A challenging book—more academic—was Prayer After Augustine. This isn’t for the faint of heart. But it nourished and stimulated my imagination for how God is present when I pray. I love that book.
Hans Urs von Balthasar has one of the more important books, Prayer. As a Protestant, I obviously smile and disagree with his chapters on Mary, but to my surprise he bases our prayer in our justification by faith and adoption. I sometimes forget I’m reading a Catholic. Balthasar introduces a majestic God to our prayer life, who invites us into his presence by grace.
For thousands of years, when Christians have wanted to learn how to pray, they’ve picked up the Psalms and followed their example.
The book on prayer I recommend most is Eugene Peterson’s Answering God. For thousands of years, when Christians have wanted to learn how to pray, they’ve picked up the Psalms and followed their example. Peterson provides a path on how to do that fruitfully.
What books have most profoundly shaped how you serve and lead others for the sake of the gospel?
All right, I have two categories that have shaped the way I think about my ministry: (1) spiritual renewal and corporate revival, and (2) pastoral presence.
First, spiritual renewal and corporate revival:
- Dynamics of Spiritual Life, Richard Lovelace
- Outgrowing the Ingrown Church, Jack Miller
Lovelace and Miller’s books have shaped the way I pray and contend for my church community, and it helps me think and consider what to labor for, what to long for, what to be patient for.
Second, pastoral presence:
- The Contemplative Pastor by Eugene Peterson
- The Imperfect Pastor by Zack Eswine
Peterson and Eswine remind us of the dignity and majesty of the ordinary and mundane parts of pastoral ministry. Of praying, spending time in solitude, holding hands in hospital beds, of being faithful, of staying in the same place for a long time, and so forth.
I have found that these two perspectives are incredibly important to maintain in one’s ministry life.
What’s one book you wish every pastor read?
Sinclair Ferguson’s Devoted to God.
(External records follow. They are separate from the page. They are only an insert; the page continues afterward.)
PR #746, opened 2024-10-11
Use cd version in project service info

nullfunc:
fixes #228 

- Add cd version to project
- byoc deploy using project cd version or latest for first deploy

Note: Requires proto update on defang-mvp repo before cd versionings can be differentiated.

PR #825, opened 2024-11-04
Avoid "no bucket found" error on first DO deploy

jordanstephens:
It looks like https://github.com/DefangLabs/defang/pull/746 introduced a regression where we try to read from an s3 bucket before we've created it. I noticed this trying to deploy a project to a fresh DO account this morning.

This PR permits the returned `"no bucket found"` error and continues with setup in this case.

### DIFF
--- a/src/pkg/cli/client/byoc/do/byoc.go
+++ b/src/pkg/cli/client/byoc/do/byoc.go
@@ -644,13 +644,32 @@ func (b *ByocDo) update(service composeTypes.ServiceConfig) *defangv1.ServiceInf
 	return si
 }
 
-func (b *ByocDo) setUp(ctx context.Context) error {
+func (b *ByocDo) needsSetup(ctx context.Context) (bool, error) {
 	projectCdImageTag, err := b.getCdImageTag(ctx)
+
+	if err != nil {
+		if strings.Contains(err.Error(), "no bucket found") {
+			return true, nil
+		} else {
+			return true, err
+		}
+	}
+
+	b.cdImageTag = projectCdImageTag
+	if b.SetupDone && b.cdImageTag == projectCdImageTag {
+		return false, nil
+	}
+
+	return true, nil
+}
+
+func (b *ByocDo) setUp(ctx context.Context) error {
+	needsSetup, err := b.needsSetup(ctx)
 	if err != nil {
 		return err
 	}
 
-	if b.SetupDone && b.cdImageTag == projectCdImageTag {
+	if !needsSetup {
 		return nil
 	}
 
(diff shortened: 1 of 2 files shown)


src/pkg/cli/client/byoc/do/byoc.go
```diff
@@ -644,13 +644,32 @@ func (b *ByocDo) update(service composeTypes.ServiceConfig) *defangv1.ServiceInf
 	return si
 }
 
-func (b *ByocDo) setUp(ctx context.Context) error {
+func (b *ByocDo) needsSetup(ctx context.Context) (bool, error) {
 	projectCdImageTag, err := b.getCdImageTag(ctx)
+
 	if err != nil {
-		return err
+		if strings.Contains(err.Error(), "no bucket found") {
```
lionello, line 651: There's a helper in `s3.go` for this

src/pkg/cli/client/byoc/do/byoc.go
```diff
@@ -644,13 +644,32 @@ func (b *ByocDo) update(service composeTypes.ServiceConfig) *defangv1.ServiceInf
...
+	b.cdImageTag = projectCdImageTag
 	if b.SetupDone && b.cdImageTag == projectCdImageTag {
+		return false, nil
+	}
+
+	return true, nil
+}
+
+func (b *ByocDo) setUp(ctx context.Context) error {
+	needsSetup, err := b.needsSetup(ctx)
```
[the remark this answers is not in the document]
jordanstephens: Could you clarify what you mean by "this logic"? We're trying to load the cd image tag here, so I'm not sure how the task definition is related.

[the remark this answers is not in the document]
lionello: The AWS code has a `setUp` function that creates the task definitions and has to be re-run if the tag changes, because that's part of the task definition, so it has this logic for "do I need to run setUp?" that checks the image tag. We don't need that for DO.

src/pkg/cli/client/byoc/do/byoc.go
```diff
@@ -644,13 +644,32 @@ func (b *ByocDo) update(service composeTypes.ServiceConfig) *defangv1.ServiceInf
...
-		return err
+		if strings.Contains(err.Error(), "no bucket found") {
+			return true, nil
+		} else {
+			return true, err
+		}
 	}
 
+	b.cdImageTag = projectCdImageTag
 	if b.SetupDone && b.cdImageTag == projectCdImageTag {
```
lionello, line 659: This. We don't need this `==`

src/pkg/cli/client/byoc/do/byoc.go
lionello: Actually, that's the fix: that function doesn't work for DO.

src/pkg/cli/client/byoc/do/byoc.go
jordanstephens: OK. How does this look then? ca0a6496e1215525c6538e7f4797f3c4dc501425

src/pkg/cli/client/byoc/do/byoc.go
jordanstephens: I don't think I need to check this error anymore if I know I won't call this function before setup.

src/pkg/cli/client/byoc/do/byoc.go
lionello: That looks good!

PR #826, opened 2024-11-04
update to request more parameters if given a next token

nullfunc:
Next Tokens were not being taken into account, sometimes the parameters are on the next page.

### DIFF
--- a/src/pkg/clouds/aws/secrets.go
+++ b/src/pkg/clouds/aws/secrets.go
@@ -116,18 +116,27 @@ func (a *Aws) ListSecretsByPrefix(ctx context.Context, prefix string) ([]string,
 		})
 	}
 
-	res, err := svc.DescribeParameters(ctx, &ssm.DescribeParametersInput{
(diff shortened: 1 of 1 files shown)


src/pkg/clouds/aws/secrets.go
```diff
@@ -116,18 +116,27 @@ func (a *Aws) ListSecretsByPrefix(ctx context.Context, prefix string) ([]string,
...
 	}
 
-	res, err := svc.DescribeParameters(ctx, &ssm.DescribeParametersInput{
-		// MaxResults: ptr.Int64(10); TODO: limit the output depending on quotas
-		ParameterFilters: filters,
-	})
-	if err != nil {
-		return nil, err
-	}
+	names := make([]string, 0, 10)
```
lionello, line 119: By default Go will grow capacity by batches, so I think we can rely on that
```suggestion
	var names []string
```

lionello (approved):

It explores our union with Christ. I think this is Ferguson’s best book. There’s a depth to this book that never seems to run out, and a worth that will never lose its value.
What are you learning about life and following Jesus?
Our church has been going through the Sermon on the Mount together, and Jesus is teaching me how weaknesses and vulnerability with him is the beginning of real spiritual breakthroughs. I believe that, but sometimes truths like this don’t get down into your heart unless it comes through lessons of failure and humiliation. So Jesus is teaching me these truths through his sermon and through life circumstances. They’re hard lessons, but they usually come with his presence. That’s a gift.